[RECORD SET Boundary: Start]
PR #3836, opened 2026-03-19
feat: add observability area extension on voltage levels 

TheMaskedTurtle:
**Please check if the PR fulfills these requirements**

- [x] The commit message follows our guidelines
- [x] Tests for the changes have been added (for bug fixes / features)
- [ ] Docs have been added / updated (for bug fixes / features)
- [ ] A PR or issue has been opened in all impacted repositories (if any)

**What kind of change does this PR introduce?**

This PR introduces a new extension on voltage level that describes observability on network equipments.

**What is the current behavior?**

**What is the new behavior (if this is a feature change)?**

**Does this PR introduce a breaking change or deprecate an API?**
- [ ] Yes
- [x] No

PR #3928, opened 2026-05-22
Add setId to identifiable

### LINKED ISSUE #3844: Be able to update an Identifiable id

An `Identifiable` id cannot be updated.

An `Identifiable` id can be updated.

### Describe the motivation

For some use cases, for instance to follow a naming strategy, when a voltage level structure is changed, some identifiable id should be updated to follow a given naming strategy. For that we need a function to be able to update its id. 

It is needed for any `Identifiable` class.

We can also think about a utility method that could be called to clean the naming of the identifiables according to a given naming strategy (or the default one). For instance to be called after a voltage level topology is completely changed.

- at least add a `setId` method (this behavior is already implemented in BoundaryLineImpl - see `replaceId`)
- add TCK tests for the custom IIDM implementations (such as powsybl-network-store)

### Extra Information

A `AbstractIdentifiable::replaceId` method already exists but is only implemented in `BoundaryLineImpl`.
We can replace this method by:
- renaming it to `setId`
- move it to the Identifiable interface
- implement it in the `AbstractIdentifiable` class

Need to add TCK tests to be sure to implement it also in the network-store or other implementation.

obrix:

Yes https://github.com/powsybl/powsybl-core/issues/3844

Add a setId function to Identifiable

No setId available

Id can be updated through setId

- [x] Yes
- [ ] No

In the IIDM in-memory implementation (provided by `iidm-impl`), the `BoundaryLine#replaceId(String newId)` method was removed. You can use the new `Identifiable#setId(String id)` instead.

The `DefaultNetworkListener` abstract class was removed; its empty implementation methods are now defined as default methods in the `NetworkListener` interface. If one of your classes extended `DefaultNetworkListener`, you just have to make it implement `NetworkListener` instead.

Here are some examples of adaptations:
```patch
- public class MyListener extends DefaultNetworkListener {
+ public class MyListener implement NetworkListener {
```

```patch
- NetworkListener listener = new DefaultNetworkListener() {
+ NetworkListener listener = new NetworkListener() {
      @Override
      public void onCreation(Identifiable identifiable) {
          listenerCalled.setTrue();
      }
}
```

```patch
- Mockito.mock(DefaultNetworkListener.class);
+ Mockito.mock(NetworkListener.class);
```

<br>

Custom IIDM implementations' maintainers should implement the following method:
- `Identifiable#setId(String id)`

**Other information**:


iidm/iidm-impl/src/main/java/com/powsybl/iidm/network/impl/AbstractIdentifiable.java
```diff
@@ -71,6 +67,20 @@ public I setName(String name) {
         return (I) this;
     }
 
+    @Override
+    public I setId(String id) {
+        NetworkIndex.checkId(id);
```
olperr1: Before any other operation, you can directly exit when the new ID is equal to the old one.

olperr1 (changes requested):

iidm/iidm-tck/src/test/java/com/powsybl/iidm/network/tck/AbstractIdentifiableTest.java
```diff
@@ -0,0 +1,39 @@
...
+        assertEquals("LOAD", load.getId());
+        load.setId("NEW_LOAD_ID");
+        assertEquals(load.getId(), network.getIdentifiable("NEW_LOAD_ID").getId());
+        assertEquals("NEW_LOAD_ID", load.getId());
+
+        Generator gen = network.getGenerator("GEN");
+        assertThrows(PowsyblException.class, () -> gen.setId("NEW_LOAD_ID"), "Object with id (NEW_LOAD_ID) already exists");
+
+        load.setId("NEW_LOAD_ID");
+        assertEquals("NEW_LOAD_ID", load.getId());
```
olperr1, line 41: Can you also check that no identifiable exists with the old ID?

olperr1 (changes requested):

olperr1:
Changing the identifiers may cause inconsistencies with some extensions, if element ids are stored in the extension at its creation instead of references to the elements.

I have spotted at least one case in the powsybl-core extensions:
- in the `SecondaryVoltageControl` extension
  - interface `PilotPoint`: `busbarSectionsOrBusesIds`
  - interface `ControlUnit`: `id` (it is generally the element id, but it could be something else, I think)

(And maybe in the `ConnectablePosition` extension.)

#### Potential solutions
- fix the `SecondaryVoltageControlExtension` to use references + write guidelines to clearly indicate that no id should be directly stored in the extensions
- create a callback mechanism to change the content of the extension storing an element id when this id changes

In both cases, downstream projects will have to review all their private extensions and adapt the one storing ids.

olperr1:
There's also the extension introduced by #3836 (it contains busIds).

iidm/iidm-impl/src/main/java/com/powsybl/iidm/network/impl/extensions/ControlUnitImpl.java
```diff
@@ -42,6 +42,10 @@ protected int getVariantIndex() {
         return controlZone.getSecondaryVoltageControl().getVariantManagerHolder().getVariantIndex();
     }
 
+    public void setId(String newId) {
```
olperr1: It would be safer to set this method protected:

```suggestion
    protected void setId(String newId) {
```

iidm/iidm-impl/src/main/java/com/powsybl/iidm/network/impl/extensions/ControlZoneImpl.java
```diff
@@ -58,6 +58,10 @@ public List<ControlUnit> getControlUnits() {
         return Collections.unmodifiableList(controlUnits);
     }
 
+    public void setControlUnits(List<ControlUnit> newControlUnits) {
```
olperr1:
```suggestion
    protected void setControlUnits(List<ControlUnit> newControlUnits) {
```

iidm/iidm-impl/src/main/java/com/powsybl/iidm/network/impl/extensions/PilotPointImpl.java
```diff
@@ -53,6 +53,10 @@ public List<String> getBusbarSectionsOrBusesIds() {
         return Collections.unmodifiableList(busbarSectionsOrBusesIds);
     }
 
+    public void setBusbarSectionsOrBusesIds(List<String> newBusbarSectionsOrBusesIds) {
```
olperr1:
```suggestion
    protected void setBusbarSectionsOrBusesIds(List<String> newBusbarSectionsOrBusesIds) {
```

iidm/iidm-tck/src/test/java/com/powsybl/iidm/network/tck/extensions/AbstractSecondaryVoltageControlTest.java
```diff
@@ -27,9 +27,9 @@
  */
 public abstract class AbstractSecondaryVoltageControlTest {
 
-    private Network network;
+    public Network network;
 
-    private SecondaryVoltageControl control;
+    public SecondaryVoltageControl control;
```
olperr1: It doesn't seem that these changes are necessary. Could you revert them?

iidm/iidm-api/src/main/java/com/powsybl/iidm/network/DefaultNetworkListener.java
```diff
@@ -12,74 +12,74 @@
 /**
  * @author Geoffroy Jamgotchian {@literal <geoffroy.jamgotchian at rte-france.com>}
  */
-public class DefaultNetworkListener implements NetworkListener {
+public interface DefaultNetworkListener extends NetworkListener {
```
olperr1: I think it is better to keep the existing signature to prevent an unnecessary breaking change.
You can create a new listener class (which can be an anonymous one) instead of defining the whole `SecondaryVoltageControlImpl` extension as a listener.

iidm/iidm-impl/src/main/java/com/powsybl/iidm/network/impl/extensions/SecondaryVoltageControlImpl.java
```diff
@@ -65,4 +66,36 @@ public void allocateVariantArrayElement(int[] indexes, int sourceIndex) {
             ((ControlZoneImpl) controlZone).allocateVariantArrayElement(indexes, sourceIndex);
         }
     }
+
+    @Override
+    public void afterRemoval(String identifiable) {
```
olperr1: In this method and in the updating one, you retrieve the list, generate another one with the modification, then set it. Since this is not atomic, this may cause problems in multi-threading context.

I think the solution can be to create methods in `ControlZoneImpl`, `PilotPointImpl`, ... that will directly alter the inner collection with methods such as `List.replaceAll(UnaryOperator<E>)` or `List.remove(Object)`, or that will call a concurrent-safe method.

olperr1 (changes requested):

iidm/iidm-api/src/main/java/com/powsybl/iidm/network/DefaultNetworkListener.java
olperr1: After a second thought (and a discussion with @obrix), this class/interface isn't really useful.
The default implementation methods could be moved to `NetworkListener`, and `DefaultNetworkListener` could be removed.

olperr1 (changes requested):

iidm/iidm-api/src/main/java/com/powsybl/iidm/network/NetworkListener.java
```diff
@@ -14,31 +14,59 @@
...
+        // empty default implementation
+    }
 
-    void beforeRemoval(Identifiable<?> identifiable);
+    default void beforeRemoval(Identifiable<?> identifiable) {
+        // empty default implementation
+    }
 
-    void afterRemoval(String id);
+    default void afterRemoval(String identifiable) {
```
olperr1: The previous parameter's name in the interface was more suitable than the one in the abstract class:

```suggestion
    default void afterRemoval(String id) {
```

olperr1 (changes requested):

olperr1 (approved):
[RECORD SET Boundary: End]
[RECORD SET Boundary: Start]
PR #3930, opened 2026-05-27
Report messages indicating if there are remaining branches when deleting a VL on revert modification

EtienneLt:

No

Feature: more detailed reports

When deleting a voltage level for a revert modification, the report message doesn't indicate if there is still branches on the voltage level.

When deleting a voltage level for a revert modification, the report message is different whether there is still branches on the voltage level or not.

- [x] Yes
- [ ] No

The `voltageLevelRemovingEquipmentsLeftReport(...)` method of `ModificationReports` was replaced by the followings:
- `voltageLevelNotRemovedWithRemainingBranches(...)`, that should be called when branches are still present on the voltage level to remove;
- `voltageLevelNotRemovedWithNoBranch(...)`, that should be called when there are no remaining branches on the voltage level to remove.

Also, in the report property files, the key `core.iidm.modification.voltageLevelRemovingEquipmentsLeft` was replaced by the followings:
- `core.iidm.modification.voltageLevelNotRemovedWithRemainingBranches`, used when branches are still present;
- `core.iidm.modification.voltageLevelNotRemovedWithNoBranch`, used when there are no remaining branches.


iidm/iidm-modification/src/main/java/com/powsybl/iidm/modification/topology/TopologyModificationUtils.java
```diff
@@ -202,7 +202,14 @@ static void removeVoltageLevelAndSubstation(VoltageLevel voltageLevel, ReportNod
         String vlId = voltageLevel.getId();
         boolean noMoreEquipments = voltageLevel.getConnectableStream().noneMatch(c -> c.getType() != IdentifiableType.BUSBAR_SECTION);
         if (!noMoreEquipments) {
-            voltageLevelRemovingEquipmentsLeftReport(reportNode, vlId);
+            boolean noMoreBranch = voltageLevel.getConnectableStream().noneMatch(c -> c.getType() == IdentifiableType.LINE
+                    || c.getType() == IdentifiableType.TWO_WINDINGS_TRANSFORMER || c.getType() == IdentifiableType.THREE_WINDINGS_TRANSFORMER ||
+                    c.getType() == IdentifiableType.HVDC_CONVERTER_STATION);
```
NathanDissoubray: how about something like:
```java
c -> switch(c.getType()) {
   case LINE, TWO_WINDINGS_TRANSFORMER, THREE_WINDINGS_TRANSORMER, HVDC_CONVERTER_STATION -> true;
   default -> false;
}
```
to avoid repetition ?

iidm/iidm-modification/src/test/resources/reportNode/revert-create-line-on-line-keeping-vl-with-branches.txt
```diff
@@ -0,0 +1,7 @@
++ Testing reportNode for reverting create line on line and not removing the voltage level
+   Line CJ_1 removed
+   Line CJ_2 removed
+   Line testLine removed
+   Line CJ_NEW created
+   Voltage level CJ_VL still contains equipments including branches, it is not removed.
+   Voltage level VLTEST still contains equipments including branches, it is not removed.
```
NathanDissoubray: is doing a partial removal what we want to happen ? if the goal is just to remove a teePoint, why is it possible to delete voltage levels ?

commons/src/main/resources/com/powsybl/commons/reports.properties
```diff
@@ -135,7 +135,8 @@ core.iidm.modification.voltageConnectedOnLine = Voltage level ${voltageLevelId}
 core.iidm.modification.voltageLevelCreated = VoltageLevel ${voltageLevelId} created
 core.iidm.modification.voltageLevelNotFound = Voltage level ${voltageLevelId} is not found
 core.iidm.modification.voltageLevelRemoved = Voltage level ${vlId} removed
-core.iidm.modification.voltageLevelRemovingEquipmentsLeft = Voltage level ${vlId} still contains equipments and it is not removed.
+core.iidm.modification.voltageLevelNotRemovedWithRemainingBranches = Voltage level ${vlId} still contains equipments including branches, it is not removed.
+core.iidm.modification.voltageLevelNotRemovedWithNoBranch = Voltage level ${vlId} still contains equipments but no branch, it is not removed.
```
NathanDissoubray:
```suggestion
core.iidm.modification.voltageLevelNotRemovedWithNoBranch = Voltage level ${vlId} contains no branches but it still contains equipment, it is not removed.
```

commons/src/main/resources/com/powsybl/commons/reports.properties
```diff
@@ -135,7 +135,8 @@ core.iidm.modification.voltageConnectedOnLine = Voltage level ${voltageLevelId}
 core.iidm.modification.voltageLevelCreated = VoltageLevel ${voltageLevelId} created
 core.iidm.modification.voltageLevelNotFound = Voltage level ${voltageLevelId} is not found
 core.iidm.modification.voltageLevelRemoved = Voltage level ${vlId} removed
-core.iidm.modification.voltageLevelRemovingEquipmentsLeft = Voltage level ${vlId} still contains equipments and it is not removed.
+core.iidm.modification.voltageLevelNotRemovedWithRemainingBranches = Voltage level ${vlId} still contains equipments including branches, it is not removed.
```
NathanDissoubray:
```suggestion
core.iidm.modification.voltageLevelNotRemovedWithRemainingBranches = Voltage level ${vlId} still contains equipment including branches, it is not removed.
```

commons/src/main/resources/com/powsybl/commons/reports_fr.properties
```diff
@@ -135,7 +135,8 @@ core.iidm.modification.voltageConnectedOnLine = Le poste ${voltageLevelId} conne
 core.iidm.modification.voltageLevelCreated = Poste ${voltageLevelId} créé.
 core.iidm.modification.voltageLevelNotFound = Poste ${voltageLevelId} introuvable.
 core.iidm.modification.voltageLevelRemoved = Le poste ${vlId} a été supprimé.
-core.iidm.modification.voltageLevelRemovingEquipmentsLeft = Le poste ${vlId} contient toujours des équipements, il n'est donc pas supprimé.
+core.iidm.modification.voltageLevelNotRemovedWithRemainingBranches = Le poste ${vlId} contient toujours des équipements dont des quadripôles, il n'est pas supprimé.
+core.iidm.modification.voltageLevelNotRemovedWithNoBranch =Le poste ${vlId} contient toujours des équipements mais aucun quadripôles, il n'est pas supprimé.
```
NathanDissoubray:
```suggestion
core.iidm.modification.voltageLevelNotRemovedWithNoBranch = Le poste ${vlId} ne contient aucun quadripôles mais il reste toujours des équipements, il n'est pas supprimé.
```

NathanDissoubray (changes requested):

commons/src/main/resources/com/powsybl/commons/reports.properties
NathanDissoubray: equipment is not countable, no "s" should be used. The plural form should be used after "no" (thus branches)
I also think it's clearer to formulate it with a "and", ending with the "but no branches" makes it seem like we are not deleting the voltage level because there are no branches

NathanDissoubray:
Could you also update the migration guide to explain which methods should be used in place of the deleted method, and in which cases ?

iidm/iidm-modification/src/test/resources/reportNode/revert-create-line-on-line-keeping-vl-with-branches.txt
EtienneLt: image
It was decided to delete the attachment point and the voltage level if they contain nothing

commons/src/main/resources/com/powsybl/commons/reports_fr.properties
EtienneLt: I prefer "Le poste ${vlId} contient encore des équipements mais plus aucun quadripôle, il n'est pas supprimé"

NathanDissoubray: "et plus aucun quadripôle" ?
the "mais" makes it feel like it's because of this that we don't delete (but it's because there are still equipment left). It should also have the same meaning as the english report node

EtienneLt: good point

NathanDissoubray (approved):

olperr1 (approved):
[RECORD SET Boundary: End]
Your task is to retype the entries verbatim, starting with the line that holds "There's also the" and stopping after the line that holds "olperr1: It doesn't".

There's also the extension introduced by #3836 (it contains busIds).

iidm/iidm-impl/src/main/java/com/powsybl/iidm/network/impl/extensions/ControlUnitImpl.java
```diff
@@ -42,6 +42,10 @@ protected int getVariantIndex() {
         return controlZone.getSecondaryVoltageControl().getVariantManagerHolder().getVariantIndex();
     }
 
+    public void setId(String newId) {
```
olperr1: It would be safer to set this method protected:

```suggestion
    protected void setId(String newId) {
```

iidm/iidm-impl/src/main/java/com/powsybl/iidm/network/impl/extensions/ControlZoneImpl.java
```diff
@@ -58,6 +58,10 @@ public List<ControlUnit> getControlUnits() {
         return Collections.unmodifiableList(controlUnits);
     }
 
+    public void setControlUnits(List<ControlUnit> newControlUnits) {
```
olperr1:
```suggestion
    protected void setControlUnits(List<ControlUnit> newControlUnits) {
```

iidm/iidm-impl/src/main/java/com/powsybl/iidm/network/impl/extensions/PilotPointImpl.java
```diff
@@ -53,6 +53,10 @@ public List<String> getBusbarSectionsOrBusesIds() {
         return Collections.unmodifiableList(busbarSectionsOrBusesIds);
     }
 
+    public void setBusbarSectionsOrBusesIds(List<String> newBusbarSectionsOrBusesIds) {
```
olperr1:
```suggestion
    protected void setBusbarSectionsOrBusesIds(List<String> newBusbarSectionsOrBusesIds) {
```

iidm/iidm-tck/src/test/java/com/powsybl/iidm/network/tck/extensions/AbstractSecondaryVoltageControlTest.java
```diff
@@ -27,9 +27,9 @@
  */
 public abstract class AbstractSecondaryVoltageControlTest {
 
-    private Network network;
+    public Network network;
 
-    private SecondaryVoltageControl control;
+    public SecondaryVoltageControl control;
```
olperr1: It doesn't seem that these changes are necessary. Could you revert them?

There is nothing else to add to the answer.